[[ Data excerpts open ]]

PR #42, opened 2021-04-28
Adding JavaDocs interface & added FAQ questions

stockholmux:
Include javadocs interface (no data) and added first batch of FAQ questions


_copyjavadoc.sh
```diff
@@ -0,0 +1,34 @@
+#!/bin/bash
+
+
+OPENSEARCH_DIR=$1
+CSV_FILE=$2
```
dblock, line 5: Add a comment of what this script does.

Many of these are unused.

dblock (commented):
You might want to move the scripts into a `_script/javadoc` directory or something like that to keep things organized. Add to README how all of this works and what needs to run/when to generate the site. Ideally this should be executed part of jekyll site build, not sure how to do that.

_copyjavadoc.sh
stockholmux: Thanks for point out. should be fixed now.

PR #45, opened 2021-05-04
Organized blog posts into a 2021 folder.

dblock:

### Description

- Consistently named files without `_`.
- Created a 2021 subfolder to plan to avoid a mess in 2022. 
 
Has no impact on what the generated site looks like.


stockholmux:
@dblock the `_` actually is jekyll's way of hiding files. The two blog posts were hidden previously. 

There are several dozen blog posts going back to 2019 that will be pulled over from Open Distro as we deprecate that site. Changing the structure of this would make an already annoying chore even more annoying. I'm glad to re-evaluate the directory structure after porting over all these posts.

[[ Data excerpts closed ]]

Exercise details:
Reproduce nothing but the lines from the line containing "Has no impact" to the last line of the data, each exactly as written.

Your solution:
Has no impact on what the generated site looks like.


stockholmux:
@dblock the `_` actually is jekyll's way of hiding files. The two blog posts were hidden previously. 

There are several dozen blog posts going back to 2019 that will be pulled over from Open Distro as we deprecate that site. Changing the structure of this would make an already annoying chore even more annoying. I'm glad to re-evaluate the directory structure after porting over all these posts.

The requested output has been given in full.